PR #728, opened 2026-08-31
Fix #500: [Bug] PNG <-> TXT

### LINKED ISSUE #500: [Bug] PNG <-> TXT
When you convert from a PNG to a TXT, it converts it in a block of text based on its light intensity.. So the resolution gets reduced by a lot and it turns grayscale. Converting it back to an image just takes a screenshot of it (as you mentioned in the video).

1. Input png and convert to txt
2. Convert txt back to png

**Expected behavior**
It should not reduce the resolution of the image when converting to a txt. And when converting back, instead of taking a screenshot, it can take the individual character, and based on the defined intensity order, it could create the pixel itself (grayscale).
For getting color data, we could use ANSI color format code for every character, though that wouldn't display the ascii art correctly. I'm not sure myself of what else can be done to preserve the color data.

**Screenshots**

Image
Image
Image

**Desktop (please complete the following information):**
 - OS: Windows 11
 - Browser Chrome
 - Version 145.0.7632.117 (Official Build) (64-bit)

**Additional context**
If you want, you can also take a look at my project on converting image and video (colored and grayscale) to ascii art and animation in command prompt.
https://github.com/MagnaMadness/Video_to_ASCII

victorwon2001:
Fixes #500

## Implementation summary

PNG → TXT now writes a full-resolution grayscale ASCII grid with exactly one palette character per source pixel. TXT → image recognizes a non-empty rectangular grid made entirely from that palette, infers width from the row length and height from the number of rows, and reconstructs opaque grayscale pixels at the same spatial resolution. Text that does not fully parse as a rectangular palette grid continues through the existing text-rendering path. As discussed in review, rectangular palette-only TXT is intentionally ambiguous and is treated as image data without a magic tag or explicit dimension metadata.

## Changes

- Removed the preview, start/end markers, and `width=`/`height=` metadata from image → TXT output.
- Preserved one character per original image pixel instead of reducing the image to 16×24-cell preview resolution.
- Infer TXT image dimensions directly from equal-length rows and the number of rows.
- Accept CRLF input and one ordinary final line ending.
- Fall back to the existing text screenshot behavior for empty text, ragged rows, or text containing characters outside the intensity palette.
- Kept grayscale palette quantization, safe dimension/allocation checks, and `ArrayBuffer`-backed `Uint8ClampedArray` output for `ImageData` compatibility.
- Moved the codec helper under `src/handlers/canvasToBlob/` and its detailed regression tests to `test/handlers/canvasToBlob.test.ts`.
- Kept supported formats, output naming, ordinary TXT rendering, the non-TXT image path, and the conversion graph unchanged.

## Testing

- Focused source and diff validation completed.


neko782:
isnt it better to preserve being able to actually see the image when we convert it to text

neko782:
nvm you can see it. no need for the preview

src/handlers/canvasToBlob/imageTextCodec.ts
neko782, line 1: there should not be random helpers in /handlers put it in a subfolder

test/commonFormats.test.ts
```diff
@@ -105,6 +106,82 @@ test("png → svg", async () => {
 
 }, { timeout: 60000 });
 
+test("png → tagged txt → png preserves dimensions and grayscale pixels", async () => {
```
neko782: this test should not be here

src/handlers/imageTextCodec.ts
```diff
@@ -0,0 +1,183 @@
+export const IMAGE_TEXT_MARKER = "␞ CONVERT.TO.IT IMAGE TEXT V1 ␞";
```
neko782: do we have to tag it and give it width and height? i mean, dimensions are implicit by amount of pixels, and if something parses as ascii art it might as well be

neko782 (changes requested):
disclose ai usage next time

victorwon2001:
Removed the image-text tag and explicit width/height metadata. TXT output is now only the full-resolution rectangular palette grid, and TXT-to-image infers dimensions directly from its rows and columns; rectangular palette-only user text is intentionally treated as an image. The codec and focused tests were also moved to canvasToBlob-specific locations, with focused tests, production build/cache generation, and all 9 broad conversion tests passing.

src/handlers/canvasToBlob.ts
```diff
@@ -98,13 +114,20 @@ class canvasToBlobHandler implements FormatHandler {
...
+          grayscale[i] = rgbaToGrayscale(
+            pixels.data[index],
+            pixels.data[index + 1],
+            pixels.data[index + 2],
+            pixels.data[index + 3],
+          );
+        }
+        bytes = new TextEncoder().encode(encodeImageText({
+          width: pixels.width,
+          height: pixels.height,
```
neko782, line 133: there gotta be some downscaling at some point (512? 256?), a 6mb text file is useless

neko782:
im not sure on this one, it works and achieves the goal but we lose a high effort encoder for small previews (which could be what the user wants?) i also dont appreciate non disclosed ai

___

- TASK BRIEF
Every record is to be written out verbatim.

- REPLY
PR #728, opened 2026-08-31
Fix #500: [Bug] PNG <-> TXT

### LINKED ISSUE #500: [Bug] PNG <-> TXT
When you convert from a PNG to a TXT, it converts it in a block of text based on its light intensity.. So the resolution gets reduced by a lot and it turns grayscale. Converting it back to an image just takes a screenshot of it (as you mentioned in the video).

1. Input png and convert to txt
2. Convert txt back to png

**Expected behavior**
It should not reduce the resolution of the image when converting to a txt. And when converting back, instead of taking a screenshot, it can take the individual character, and based on the defined intensity order, it could create the pixel itself (grayscale).
For getting color data, we could use ANSI color format code for every character, though that wouldn't display the ascii art correctly. I'm not sure myself of what else can be done to preserve the color data.

**Screenshots**

Image
Image
Image

**Desktop (please complete the following information):**
 - OS: Windows 11
 - Browser Chrome
 - Version 145.0.7632.117 (Official Build) (64-bit)

**Additional context**
If you want, you can also take a look at my project on converting image and video (colored and grayscale) to ascii art and animation in command prompt.
https://github.com/MagnaMadness/Video_to_ASCII

victorwon2001:
Fixes #500

## Implementation summary

PNG → TXT now writes a full-resolution grayscale ASCII grid with exactly one palette character per source pixel. TXT → image recognizes a non-empty rectangular grid made entirely from that palette, infers width from the row length and height from the number of rows, and reconstructs opaque grayscale pixels at the same spatial resolution. Text that does not fully parse as a rectangular palette grid continues through the existing text-rendering path. As discussed in review, rectangular palette-only TXT is intentionally ambiguous and is treated as image data without a magic tag or explicit dimension metadata.

## Changes

- Removed the preview, start/end markers, and `width=`/`height=` metadata from image → TXT output.
- Preserved one character per original image pixel instead of reducing the image to 16×24-cell preview resolution.
- Infer TXT image dimensions directly from equal-length rows and the number of rows.
- Accept CRLF input and one ordinary final line ending.
- Fall back to the existing text screenshot behavior for empty text, ragged rows, or text containing characters outside the intensity palette.
- Kept grayscale palette quantization, safe dimension/allocation checks, and `ArrayBuffer`-backed `Uint8ClampedArray` output for `ImageData` compatibility.
- Moved the codec helper under `src/handlers/canvasToBlob/` and its detailed regression tests to `test/handlers/canvasToBlob.test.ts`.
- Kept supported formats, output naming, ordinary TXT rendering, the non-TXT image path, and the conversion graph unchanged.

## Testing

- Focused source and diff validation completed.


neko782:
isnt it better to preserve being able to actually see the image when we convert it to text

neko782:
nvm you can see it. no need for the preview

src/handlers/canvasToBlob/imageTextCodec.ts
neko782, line 1: there should not be random helpers in /handlers put it in a subfolder

test/commonFormats.test.ts
```diff
@@ -105,6 +106,82 @@ test("png → svg", async () => {
 
 }, { timeout: 60000 });
 
+test("png → tagged txt → png preserves dimensions and grayscale pixels", async () => {
```
neko782: this test should not be here

src/handlers/imageTextCodec.ts
```diff
@@ -0,0 +1,183 @@
+export const IMAGE_TEXT_MARKER = "␞ CONVERT.TO.IT IMAGE TEXT V1 ␞";
```
neko782: do we have to tag it and give it width and height? i mean, dimensions are implicit by amount of pixels, and if something parses as ascii art it might as well be

neko782 (changes requested):
disclose ai usage next time

victorwon2001:
Removed the image-text tag and explicit width/height metadata. TXT output is now only the full-resolution rectangular palette grid, and TXT-to-image infers dimensions directly from its rows and columns; rectangular palette-only user text is intentionally treated as an image. The codec and focused tests were also moved to canvasToBlob-specific locations, with focused tests, production build/cache generation, and all 9 broad conversion tests passing.

src/handlers/canvasToBlob.ts
```diff
@@ -98,13 +114,20 @@ class canvasToBlobHandler implements FormatHandler {
...
+          grayscale[i] = rgbaToGrayscale(
+            pixels.data[index],
+            pixels.data[index + 1],
+            pixels.data[index + 2],
+            pixels.data[index + 3],
+          );
+        }
+        bytes = new TextEncoder().encode(encodeImageText({
+          width: pixels.width,
+          height: pixels.height,
```
neko782, line 133: there gotta be some downscaling at some point (512? 256?), a 6mb text file is useless

neko782:
im not sure on this one, it works and achieves the goal but we lose a high effort encoder for small previews (which could be what the user wants?) i also dont appreciate non disclosed ai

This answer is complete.